Researchers have outlined a 6-item risk stratification tool that successfully predicted the likelihood that patients with diabetes will have a hypoglycemia-related emergency department visit or hospital admission.
Researchers have outlined a 6-item risk stratification tool that successfully predicted the likelihood that patients with diabetes will have a hypoglycemia-related emergency department (ED) visit or hospital admission.
According to the study, published in JAMA Internal Medicine, interventions to prevent costly episodes of hypoglycemia have been developed, but are difficult to target and apply to appropriate populations with type 2 diabetes. Using a prospective model, researchers developed and tested a risk prediction tool using hypoglycemia risk factors that could be found in electronic health records (EHRs).
Beginning with 156 potential hypoglycemia predictors, the study authors narrowed their tool to use 6 of the factors: total number of prior hypoglycemia-related ED or hospital utilization events, number of total ED encounters in prior 12 months, insulin use, sulfonylurea use, severe or end-stage kidney disease, and age younger than 77 years. The responses for these variables were then combined to yield an estimate of the risk of hypoglycemia-related utilization in the next year, classified as high (>5%), intermediate (1% to 5%), or low (<1%).
The tool was then tested for its discrimination ability in 3 samples of patients with diabetes (1 internal within the Kaiser Permanente Northern California health plan and 2 external samples). There were no significant differences between predicted and observed hypoglycemia risk among the internal validation sample. Specifically, it categorized 2% of these patients as high risk, 10.7% as intermediate, and 87.3% as low; the 12-month rates of hypoglycemia-related utilization in these groups were 6.7%, 1.4%, and 0.2%, respectively.
The tool also showed good discrimination in the external validation samples. Additionally, patients classified as high risk were 5 times more likely to report a severe hypoglycemic episode where they necessitated assistance compared with those considered low risk (49.7% vs 9.2%; P <.001).
Because this tool uses data commonly found in EHRs, it does not require patient input and thus “offers an efficient, low-cost approach for identifying patients for targeted interventions to reduce their risk of hypoglycemia,” according to the study authors. Such interventions could include medication monitoring and conversations about behavioral hypoglycemia risk factors.
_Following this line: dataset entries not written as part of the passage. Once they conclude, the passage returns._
PR #8056, opened 2026-03-25
Update gradle_release.yml, limit write capabilities of tools

akarnokd:
Improving our scorecard


akarnokd:
Who approves the approvers 😆 ?

PR #8062, opened 2026-03-25
gradle_snapshot.yml run build -> prerelease sequentially

akarnokd:
Fix the default behavior running build and *release in parallel.


akarnokd:
Will address test failures separately.

PR #8100, opened 2026-04-12
Refactor: migrate internal function handling from Function3 to FunctionRecord (record-based)

MNedzad:
Refactored internal function system to use FunctionRecord with record instead of Function3, simplifying argument handling and reducing the need for multiple function interfaces.


akarnokd:
No. We break minimal APIs. What worker with functional lambdas should work in 4.0.

MNedzad:
> No. We break minimal APIs. What worker with functional lambdas should work in 4.0.

Can this be added instead of replacing the existing implementation?

akarnokd:
No. We want to reduce the API surface. Config records are not the same as messing up the lambda types on a whim.

The aim of RxJava 4 development is: reduce the bulk and API surface, reduce the entropy, increase the beauty, conformally scale things.

PR #8159, opened 2026-06-22
Fix IllegalStateException in SchedulerToExecutorService.invokeAny

vasiliy-mikhailov:
## Problem

`SchedulerToExecutorService.invokeAny()` checks each future with:

```java
if (f.isDone() && !f.isCancelled() && f.exceptionNow() == null) {
```

But `Future.exceptionNow()` is specified to throw `IllegalStateException` when the task **completed normally** (there is no exception to return). So as soon as a task finishes successfully, this guard calls `exceptionNow()` on a successfully-completed future and throws `IllegalStateException` instead of returning the result. Both `invokeAny` overloads contain the same probe.

## Fix

Use the intended state query, which never throws:

```java
if (f.state() == Future.State.SUCCESS) {
```

## Test

Adds `SchedulerToExecutorServiceTest` covering the success paths. The new `invokeAnyShouldReturnResultOfCompletedTask` and `invokeAnyWithSingleTask` tests fail on `master` with `IllegalStateException` and pass with this fix.

Note: the timed `invokeAny(tasks, timeout, unit)` overload has a separate pre-existing issue in its time accounting (the `FIXME`-marked spin loop) that this PR intentionally does not touch; it only addresses the `exceptionNow()` misuse.

### DIFF
--- a/src/main/java/io/reactivex/rxjava4/internal/schedulers/SchedulerToExecutorService.java
+++ b/src/main/java/io/reactivex/rxjava4/internal/schedulers/SchedulerToExecutorService.java
@@ -189,7 +189,7 @@ public record SchedulerToExecutorService(@NonNull Scheduler scheduler,
 
         while (!isTerminated()) {
             for (var f : result) {
-                if (f.isDone() && !f.isCancelled() && f.exceptionNow() == null) {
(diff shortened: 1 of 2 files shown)


akarnokd:
Will fix the ParallelScheduler test leak in a separate PR

PR #8174, opened 2026-06-25
[Banned, AI Slop, Undisclosed AI Use, Had to Manually Correct PR] Fix NullPointerException in AppendOnlyLinkedArrayList.forEachWhile on a full last chunk

vasiliy-mikhailov:
When `forEachWhile(S, BiPredicate)` is called on an `AppendOnlyLinkedArrayList` whose last chunk is exactly full — i.e. the number of elements is a multiple of the chunk capacity — the next-chunk pointer stored at `a[capacity]` is still `null` (a new chunk is only allocated on the next `add`). After traversing the full chunk, `a` becomes `null` and the next loop iteration throws `NullPointerException` when reading `a[0]`.

This only affects the `BiPredicate` overload; it stops the traversal when the next chunk is `null`.

Reproducer (capacity 2, two elements, predicate never terminates):

```java
AppendOnlyLinkedArrayList<Integer> list = new AppendOnlyLinkedArrayList<>(2);
list.add(1);
list.add(2);
list.forEachWhile(null, (state, value) -> false); // NPE before this change
```

A regression test is added (`MiscUtilTest.appendOnlyLinkedArrayListForEachWhileBiFullChunkNoNext`) that fails before the change with `NullPointerException` and passes after it.

### DIFF
--- a/src/test/java/io/reactivex/rxjava4/internal/util/MiscUtilTest.java
+++ b/src/test/java/io/reactivex/rxjava4/internal/util/MiscUtilTest.java
@@ -235,4 +235,26 @@ public class MiscUtilTest extends RxJavaTest {
     public void queueDrainHelperUtility() {
         TestHelper.checkUtilityClass(QueueDrainHelper.class);
     }
+
+        @Test
+    public void appendOnlyLinkedArrayListForEachWhileBiFullChunkNoNext() throws Throwable {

Less rigorous interventions could be utilized to target the patients considered to be at intermediate risk. Besides its potential uses in clinical settings, researchers could also use such a tool to include or exclude potential study participants based on their risk for hypoglycemia-related utilization.
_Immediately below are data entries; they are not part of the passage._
PR #8185, opened 2026-06-26
4.x cleanup: spinwait, grammar, minor syntax simplifications

akarnokd:
- Use `Thread.onSpinWait()`
- Javadoc insert `<p>` to correct styling.
- Some `signalled` -> `signaled`
- Some `cancelled` -> `canceled`


akarnokd:
Another weird crash on CI. Probably that spinwait introduced a runaway allocation somewhere?

PR #8206, opened 2026-06-30
4.x: Streamable + range, fromArray, take, error, defer

akarnokd:
Also

- Fix missing `onAssembly` calls
- Update `RxJavaPlugins` to support `Streamable` `onAssembly` calls
- Inlined a few `TestHelper.withXXX` into `RxJavaTest`.
- Added missing `extends RxJavaTest`s.
- Introduce `ThrowableWrapper` as a special class indicating it holds some exception that needs to be propagated.
- Make sure `Streamable` unwraps the `ThrowableWrapper`s the right time

### DIFF
--- a/src/main/java/io/reactivex/rxjava4/core/CompletionStageDisposable.java
+++ b/src/main/java/io/reactivex/rxjava4/core/CompletionStageDisposable.java
@@ -16,13 +16,14 @@ package io.reactivex.rxjava4.core;
 import java.io.Serial;
 import java.lang.ref.Cleaner;
 import java.util.Objects;
-import java.util.concurrent.CompletionStage;
+import java.util.concurrent.*;
 import java.util.concurrent.atomic.AtomicBoolean;
 import java.util.function.Consumer;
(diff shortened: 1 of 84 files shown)


hiSandog:
The `ThrowableWrapper` part is the one I would want especially well covered. It would be useful to have tests showing `Streamable.error`, `defer`, and plugin `onAssembly` paths unwrap exactly once and do not double-wrap fatal exceptions. That keeps the new API promotion from subtly changing error identity or plugin hooks compared with the existing reactive types.

akarnokd:
> The `ThrowableWrapper` part is the one I would want especially well covered. It would be useful to have tests showing `Streamable.error`, `defer`, and plugin `onAssembly` paths unwrap exactly once and do not double-wrap fatal exceptions. That keeps the new API promotion from subtly changing error identity or plugin hooks compared with the existing reactive types.

How are you using RxJava?

Are you a drive-by commenter without stakes or did you ask an AI to write a comment?

Issue #7912, opened 2025-10-02
Cache/Replay operators to be more GC friendly


akarnokd:
The current implementations of the various cache and replay operators and hot sources can hold onto effectively unreachable elements longer than necessary, causing GC pressure with certain collectors.

The following operators need to be checked and updated.

- [x] `ObservableCache`
- [ ] `FlowableCache`
- [ ] `ObservableReplay`
- [ ] `FlowableReplay`
- [ ] `ReplaySubject`
- [ ] `ReplayProcessor`

akarnokd:
`ObservableCache` - #7911

DragonFSKY:
I'd like to work on the FlowableCache item in #7912, using the ownership split from ObservableCache #7911 while preserving Flowable's per-subscriber request, cancellation, and serialized replay semantics. I'll add the same focused MemoryMXBean/System.gc regression test. Please let me know if someone is already working on this item.

akarnokd:
No one is working on these currently so go ahead 👍

PR #8247, opened 2026-07-27
[Problem] Fix FlowableCache GC issue

DragonFSKY:
## Summary

- Move the source-facing cache state and subscriber registry into a static `Multicaster`, so the upstream connection and active `CacheSubscription`s no longer retain the outer `FlowableCache`.
- Keep per-subscriber request accounting, cancellation, and serialized replay behavior unchanged.
- Retain the cache head only from `FlowableCache`, retain the current tail from `Multicaster`, and clear the tail on termination.
- Ignore post-terminal source signals now that termination clears the tail.
- Add a focused `MemoryMXBean` / `System.gc()` regression test matching the approach used for `ObservableCache` in #7911.

## Tests

- `./gradlew build --stacktrace`
- `./gradlew javadoc --stacktrace`
- `FlowableCacheTest.valuesAreReclaimable` repeated five times
- The regression test fails against the unmodified implementation because the cached payload remains retained.

## References

- Addresses the `FlowableCache` item in #7912.
- Follows the ownership split used for `ObservableCache` in #7911 while preserving Flowable-specific backpressure semantics.

## Checklist

- [x] The description explains what changed and why.
- [x] The related issue and reference PR are included.
- [x] A focused regression test is included; existing `FlowableCacheTest` coverage continues to exercise empty, range, error, backpressure, cancellation, and race behavior.

### DIFF
--- a/src/main/java/io/reactivex/rxjava3/internal/operators/flowable/FlowableCache.java
+++ b/src/main/java/io/reactivex/rxjava3/internal/operators/flowable/FlowableCache.java
@@ -28,23 +28,12 @@ import io.reactivex.rxjava3.plugins.RxJavaPlugins;
  *
  * @param <T> the source element type
  */
-public final class FlowableCache<T> extends AbstractFlowableWithUpstream<T, T>
-implements FlowableSubscriber<T> {
+public final class FlowableCache<T> extends AbstractFlowableWithUpstream<T, T> {
 
     /**
      * The subscription to the source should happen at most once.
      */
     final AtomicBoolean once;
-
-    /**
-     * The number of items per cached nodes.
-     */
-    final int capacityHint;
-
-    /**
-     * The current known array of subscriber state to notify.
-     */
-    final AtomicReference<CacheSubscription<T>[]> subscribers;
 
     /**
      * A shared instance of an empty array of subscribers to avoid creating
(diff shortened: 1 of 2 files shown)


akarnokd:
Looks okay, but how much do you need this in 3.x?

I'd prefer you primarily target 4.x first and then backport if someone does have a need for in 3.x. 

I don't want to release more 3.x versions that aren't bug or crash fixes. This issue is more like GC pedantics than a grave mistake.

akarnokd:
Also if you used AI, you have to disclose it, even for mechanistical changes.

I'm sorry but I have to do this on a high visibility attractive project like RxJava.

If you do not respond to change request in a reasonable time, indicated by your public github activity profile, or your contribution causes an effort amplification (i.e., I now have to port your changes over to 4.x and do all sorts of extra steps for no apparent reason or benefit), you will be banned and publicly shamed.

akarnokd (changes requested):
Please target 4.x first and we can discuss how much you, or anyone else needs this GC pedantic change backported into 3.x

DragonFSKY:
Thank you for the guidance. I have opened #8249 as a clean 4.x version of this change, targeting the current 4.x branch as requested. I am closing this PR as superseded, and I will only revisit a 3.x backport if there is a concrete need after the 4.x change is reviewed.

PR #8297, opened 2026-08-24
[Who asked for this? How is he still employed?] Upgrade actions/setup-java to v6

brunoborges:
Upgrade all active workflow references from actions/setup-java v5.7.0 to v6.0.0, pinned to the release commit SHA.

Testing: verified every active workflow reference uses the v6.0.0 SHA and ran git diff --check.

AI disclosure: GitHub Copilot was used to prepare this mechanical workflow update.

### DIFF
--- a/.github/workflows/gradle_branch.yml
+++ b/.github/workflows/gradle_branch.yml
@@ -17,7 +17,7 @@ jobs:
     steps:
     - uses: actions/checkout@3d3c42e5aac5ba805825da76410c181273ba90b1 # v7.0.1
     - name: Set up JDK 26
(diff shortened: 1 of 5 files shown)


akarnokd:
Why?  Isn't Dependabot supposed to do it?

akarnokd:
Why on earth would you post a PR when we have dependabot and no urge to upgrade this action.

You are now banned from ever interacting with this repo.

brunoborges:
@akarnokd hey, yes dependabot is likely going to alert. This was more of an experiment on my end to alert repositories. Granted, I missed checking dependabot configuration. It was only meant to hit those that had config preventing major version alerts.

PR #538, opened 2021-03-10
Do not remove package files from moz grammars

Luni-4:
When a grammar is updated, package files need to be maintained in order to pin up dependencies so that it is impossible to have indefinite `tree-sitter-cli` versions


marco-c:
Merged as part of #539.

marco-c:
Oops I clicked on merge, this created an empty commit: 08a5bbc51fd87f6265063e4e22e7f7ec15b8a10b...

PR #543, opened 2021-03-11
Check metrics when a tree-sitter crate is updated

Luni-4:
This PR checks whether there are metric changes when a `tree-sitter` crate of a determined grammar, or the crate containing the `tree-sitter` library, has been updated. The metrics-checker is the same one used for submodules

The study authors wrote that further studies will be “needed to evaluate whether and how implementation of this hypoglycemia risk stratification tool may influence clinician behavior, patient decision making, drug safety, and hypoglycemia incidence.”
According to a press release from Kaiser Permanente, which provided the internal sample of patients and employs some of the study authors, public and private healthcare stakeholders like CMS and the Mayo Clinic are interested in using the risk stratification tool to raise hypoglycemia awareness and potentially prevent future hypoglycemia episodes for at-risk patients.
“This work is an example of how federal agencies can work with private researchers to reduce preventable adverse drug events,” said John Whyte, MD, MPH, director of Professional Affairs and Stakeholder Engagement for the FDA, in the press statement. The FDA had funded the tool’s development under its Safe Use Initiative.